### EXERCISE
Take the data that follows and retype it word for word.

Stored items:
···
PR #158, opened 2016-10-10
Reproduce readlink -f behavior on osx

killix:
The script failed to run on OSx because `readlink -f` is not supported by Darwin system.

### DIFF
--- a/build
+++ b/build
@@ -2,7 +2,28 @@
 
 set -e
 
-BASEDIR=$(readlink -f $(dirname $0))
+# Cross compatibility with osx
+# origin source: https://github.com/kubernetes/kubernetes/blob/master/hack/lib/init.sh#L102
+function readlinkdashf() {
+	# run in a subshell for simpler 'cd'
+  (
+    if [[ -d "$1" ]]; then # This also catch symlinks to dirs.
+      cd "$1"
+      pwd -P
+    else
+      cd $(dirname "$1")
+      local f
+      f=$(basename "$1")
+      if [[ -L "$f" ]]; then
+        readlink "$f"
+      else
+        echo "$(pwd -P)/${f}"
+      fi
+    fi
+  )
+}
+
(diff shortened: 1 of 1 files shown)


sgotti:
@killix Thanks for the PR! I'm not sure but perhaps `readlink -f` can be replaced by something like `${BASH_SOURCE[0]` (haven't tried, I just remember I did this in other scripts).

Out of curiosity, are you using stolon on MacOS? Perhaps we can at least test builds enabling macos on Travis.

killix:
``dirname "${BASH_SOURCE[0]}"`` will return the relative path ``.`` and not the fulle path.
I am only using Stolon in my MacOs for development purpose and when a i not can/want tu launch docker.

build
```diff
@@ -2,6 +2,31 @@
 
 set -e
 
+# Cross compatibility with osx
+# http://stackoverflow.com/questions/1055671/how-can-i-get-the-behavior-of-gnus-readlink-f-on-a-mac
```
sgotti: Just noticed a simpler version used by kubernetes here: https://github.com/kubernetes/kubernetes/blob/master/hack/lib/init.sh#L99
What do you think?

build
```diff
@@ -2,6 +2,31 @@
...
+if [ "$(uname)" == "Darwin" ]; then
+	function readlink() {
```
sgotti: Just for clearness I'll call this `readlinkdashf` or something similar.

killix: 👍

killix:
sorry for the time. PR updated.

sgotti:
@killix great! Can you please rebase on the current master? (I just triggered the github button to merge the master into your PR to see if the tests passed but I'd like to avoid this and have a clean merge...)

killix:
done.

sgotti:
LGTM! Thanks again!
···
### RESPONSE AREA
PR #158, opened 2016-10-10
Reproduce readlink -f behavior on osx

killix:
The script failed to run on OSx because `readlink -f` is not supported by Darwin system.

### DIFF
--- a/build
+++ b/build
@@ -2,7 +2,28 @@
 
 set -e
 
-BASEDIR=$(readlink -f $(dirname $0))
+# Cross compatibility with osx
+# origin source: https://github.com/kubernetes/kubernetes/blob/master/hack/lib/init.sh#L102
+function readlinkdashf() {
+	# run in a subshell for simpler 'cd'
+  (
+    if [[ -d "$1" ]]; then # This also catch symlinks to dirs.
+      cd "$1"
+      pwd -P
+    else
+      cd $(dirname "$1")
+      local f
+      f=$(basename "$1")
+      if [[ -L "$f" ]]; then
+        readlink "$f"
+      else
+        echo "$(pwd -P)/${f}"
+      fi
+    fi
+  )
+}
+
(diff shortened: 1 of 1 files shown)


sgotti:
@killix Thanks for the PR! I'm not sure but perhaps `readlink -f` can be replaced by something like `${BASH_SOURCE[0]` (haven't tried, I just remember I did this in other scripts).

Out of curiosity, are you using stolon on MacOS? Perhaps we can at least test builds enabling macos on Travis.

killix:
``dirname "${BASH_SOURCE[0]}"`` will return the relative path ``.`` and not the fulle path.
I am only using Stolon in my MacOs for development purpose and when a i not can/want tu launch docker.

build
```diff
@@ -2,6 +2,31 @@
 
 set -e
 
+# Cross compatibility with osx
+# http://stackoverflow.com/questions/1055671/how-can-i-get-the-behavior-of-gnus-readlink-f-on-a-mac
```
sgotti: Just noticed a simpler version used by kubernetes here: https://github.com/kubernetes/kubernetes/blob/master/hack/lib/init.sh#L99
What do you think?

build
```diff
@@ -2,6 +2,31 @@
...
+if [ "$(uname)" == "Darwin" ]; then
+	function readlink() {
```
sgotti: Just for clearness I'll call this `readlinkdashf` or something similar.

killix: 👍

killix:
sorry for the time. PR updated.

sgotti:
@killix great! Can you please rebase on the current master? (I just triggered the github button to merge the master into your PR to see if the tests passed but I'd like to avoid this and have a clean merge...)

killix:
done.

sgotti:
LGTM! Thanks again!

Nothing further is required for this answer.